╭──
PR #2743, opened 2015-11-30
Update index.md

mrajashree:
The images weren't being displayed

PR #2759, opened 2015-12-03
Fixes #2743 by only using the available assigned ports instead of all…

aquamatthias:
… dynamically assigned ports.

Problem in short:
step 1: user send ports=[0] this will result in ports=[10000]
step 2: user updates ports to ports=[10000, 0] 
the logic would see 10000 as available free port, remembers that and will it assign to the next dynamic value. This will result in [10000, 10000] which breaks validation.


aquamatthias:
Sorry - wrong issue number

PR #2765, opened 2015-12-04
Do not remove frameworkId automatically.

aquamatthias:


src/main/scala/mesosphere/marathon/MarathonScheduler.scala
```diff
@@ -1,22 +1,20 @@
 package mesosphere.marathon
 
-import javax.inject.{ Inject, Named }
+import javax.inject.{Inject, Named}
```
gkleiman: It looks like your IDE insists on reformatting the imports =(

Issue #2781, opened 2015-12-04
subprocess call should close file descriptors in child


cgbaker:
_Note: this is only an issue in python2, which is the version used by servicerouter.py in 0.11.x, 0.12.x and 0.13.x branches. python3 uses `close_fd=True` by default._

I've run into a strange problem with servicerouter.py. I'm using it in listening mode, like so: 
python ./servicerouter.py --marathon=http://localhost:8080 --listening=http://localhost:8081
I noticed that after shutting down the servicerouter (Ctrl-C/SIGTERM), I couldn't start it back up listening on the same port. This only occurred if the process did a reload of the haproxy config. Netstat tells me that my listening port (8081) is owned by haproxy.

Apparently what is happening is that the haproxy reload subprocess spawned by the servicerouter script is inheriting the file descriptors (specifically, the one corresponding to listening socket). When it spawns a new haproxy, that inherits them as well. The reload process finishes and terminates, so that if I kill the servicerouter some time later, the new haproxy is left holding these file descriptors. 

A simple workaround is to restart haproxy before trying to run the servicerouter again. 

I'm not sure whether there's an underlying issue with the WSGI library, i.e., whether the web server isn't closing the sockets appropriately on shutdown. One solution I've found is to start the subprocesses from the Python servicerouter in such a way that they don't inherit file descriptors. This seems to be as simple as changing the call from
`subprocess.check_call(reloadCommand)`
to 
`subprocess.check_call(reloadCommand, close_fds=True)`
I've tested this and it settles the problem as I've observed it.

Details:
I'm using servicerouter.py from Marathon 0.11.1:
https://github.com/mesosphere/marathon/blob/v0.11.1/bin/servicerouter.py
on Centos 6.7 (6-7.el6.centos.12.3), with python 2.6.6.

aldipower:
Hi @cgbaker !
I see, this is annoying problem, thanx for reporting this.

@lloesche

lloesche:
@cgbaker thanks for the report. We migrated servicerouter.py into it's own project called marathon-lb. Your fix is incorporated in https://github.com/mesosphere/marathon-lb/pull/30

P.S. in marathon-lb you can also use SSE (https://mesosphere.github.io/marathon/docs/rest-api.html#get-v2-events) instead of Callbacks for reloading the config. That way you don't need a connection from your Marathon hosts back to the load balancer machines.

PR #2782, opened 2015-12-04
modified call to subprocess.check_call for haproxy reload to close all file descriptors in the child

cgbaker:
for history, see discussion from marathon_lb project: 
https://github.com/mesosphere/marathon-lb/pull/29

references #2781


cgbaker:
also, if there will be additional patch releases on 0.11.x and 0.12.x, this should be backpatched there

lloesche:
:shipit:

PR #2798, opened 2015-12-08
Remove airbnb from companies list

ljharb:
We're no longer using Marathon internally at @Airbnb. Noticed per https://twitter.com/CleverRoffey/status/674334494040567808


gkleiman:
Thanks for the update. It would be interesting to know what led @Airbnb to stop using Marathon!

PR #2801, opened 2015-12-09
IP per Container

aquamatthias:


aquamatthias:
__TODO: Fix mesos dependency before merge!__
╰──
Task:
Return the entries exactly through the "step 2: user" line.

Written reply:
PR #2743, opened 2015-11-30
Update index.md

mrajashree:
The images weren't being displayed

PR #2759, opened 2015-12-03
Fixes #2743 by only using the available assigned ports instead of all…

aquamatthias:
… dynamically assigned ports.

Problem in short:
step 1: user send ports=[0] this will result in ports=[10000]
step 2: user updates ports to ports=[10000, 0] 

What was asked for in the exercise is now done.